Ed Templeton, "Repent" 
We included this work by Ed Templeton, which could be seen in the space belonging to Antwerp's Tim Van Laere gallery, largely because it reminded us of the very expensive fight the city of Dallas is currently waging to keep the Exxxotica porn convention out of the Kay Bailey Hutchison convention center. This painting has it all, scantily clad women posing for pictures and eyeing the protestors, a lecherous-seeming dude eyeing the ladies (interestingly, no one is facing the view), and a trio of hostile, Bible-beating protestors. Sure the scene is vain and even gross, but the protestors, who have hilariously equipped their crucifix with a wheel, are no less creepy and self-obsessed. As the old saying goes, if you can't take the skin, get off of the beach and out of the porn convention. Or something.

Ken Kagami "Snoopee drawings"
Tokyo-based Misako and Rosen Gallery presented an assortment of Ken Kagami's "Snoopee Drawings" at the fair. Kagami takes items in popular culture that connote innocence and perverts them for a disturbing, jarring and often funny effect, like in the case of this Sharpie image of a sad Charlie Brown head imposed on a reclining woman's naked body, with a disembodied Snoopy head floating in the corner. Kagami has said in an interview with social merchandising company The Hundreds that he also chooses these characters because they're easy to draw and customize. Kagami notably made the cover art for Deerhoof's album Milk Man.


"Tunnel #7" by Chul-Hyun Ahn 
A few galleries displayed art that used fluorescent lights and mirrors to create the illusion of infinite space, such as this work by Chul-Hyun Ahn in Baltimore's C. Grimaldis Gallery. The gallery showed a number of Chul-Hyun Ahn pieces, several of which seemed familiar from last year. They all begged for visitors to take selfies in them. But thinking of "Repent" by Templeton, your dear author resisted the urge with only a small amount of regret.
Bill Haveron, "Why Don't You Wear This Dress Anymore?" 
This work by East Texas artist Bill Haveron being shown by Kirk Hopper Fine Art was one of our favorites from the fair for the way that it seamlessly integrates traditional Asian art with a contemporary, cartoon-like style.

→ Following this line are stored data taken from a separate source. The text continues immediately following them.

PR #8449, opened 2022-04-18
MB-12186 remove access code

leia-sefkin:
## Summary

The original intent of this work was to refactor validation patterns, but it became apparent Access Code is a deprecated service. So this work removes it and references from the code base. To help in reviewing the changes structured the commits into sections. 

## Setup to Run Your Code

`make db_dev_reset db_dev_migrate`
`make server_run`
`make client_run`

There's not a lot to check here, as it's a full removal. To be safe create and manage a service member from the office app. Also a second check to make sure I didn't miss any references in the code base is welcome. 


cmd/milmove/serve.go
```diff
@@ -132,9 +132,6 @@ func initServeFlags(flag *pflag.FlagSet) {
 	// Logging
 	cli.InitLoggingFlags(flag)
 
-	// Feature Flags
-	cli.InitFeatureFlags(flag)
```
leia-sefkin, line 136: "Feature Flags" as we had implemented was only in use for access code, so it seemed prudent to remove as well for now.

pkg/services/query/query_builder_test.go
```diff
@@ -685,73 +685,3 @@ func (suite *QueryBuilderSuite) TestFetchCategoricalCountsFromOneModel() {
 
 	})
 }
-
```
leia-sefkin, line 688: I removed these tests rather than refactor - as this is a legacy service anyway

PDickeyTruss (approved):
LGTM, I see no change in the app with everything working as before. I played around quite a bit in the office app and saw no issues. Appreciate the specific/granular commits, made it quite easy to follow what was being deleted. 


Non-blocking but I was able to find 'access_code' mentioned in just a few more places that may be worth cleaning up:
* `src/constants/routes.js` has an access_code route
* Docker compose and env files have `FEATURE_FLAG_ACCESS_CODE=false`

Ryan-Koch (approved):

cosburn (approved):

PR #8459, opened 2022-04-19
[MB-12077] Make ServiceItem fields that are unused in responses optional

mboren:
## [Jira ticket](https://dp3.atlassian.net/browse/MB-12077) for this change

The woman on the left appears to be offering a traditional garment, perhaps Dutch or German, to the woman who is reclining on the couch, having sacrificed history to embrace a consumption-oriented American identity. The painting raises salient questions about the way feminine identity and respect for heritage have evolved over time but does it in a manner that's also playful. Could such a fine colored pencil drawing of a Taco Casa takeout sack and empty beer bottles be anything else?

Tony Matelli, "Jesus" 
Remember how we said Dallas Art Fair is so accessible cause everyone is dying to talk to you about the art they're showing? Well, Marlborough Chelsea from New York didn't cough up a lot of information about this cast bronze and concrete statue of Jesus covered in crab claws — perhaps they were worn out from dealing with the hordes — but needless to say it has an irreverent, perhaps even sacrilegious vibe. Matelli likes to create unusual juxtapositions with sculpture, which invariably look strange when decorated. As to the choice of crab claws, Jesus was the ultimate fisher of men, so maybe that's a clue?
Faig Ahmed, "Essence" 
The craftsmanship that goes into weaving an oriental rug is already impressive, but the ones New York's Sapar Contemporary brought to the fair took the artistry a step further. Faig Ahmed uses ancient carpet-weaving techniques at the service of contemporary ideas, resulting in rugs that appear to be warped and melting. Trippy.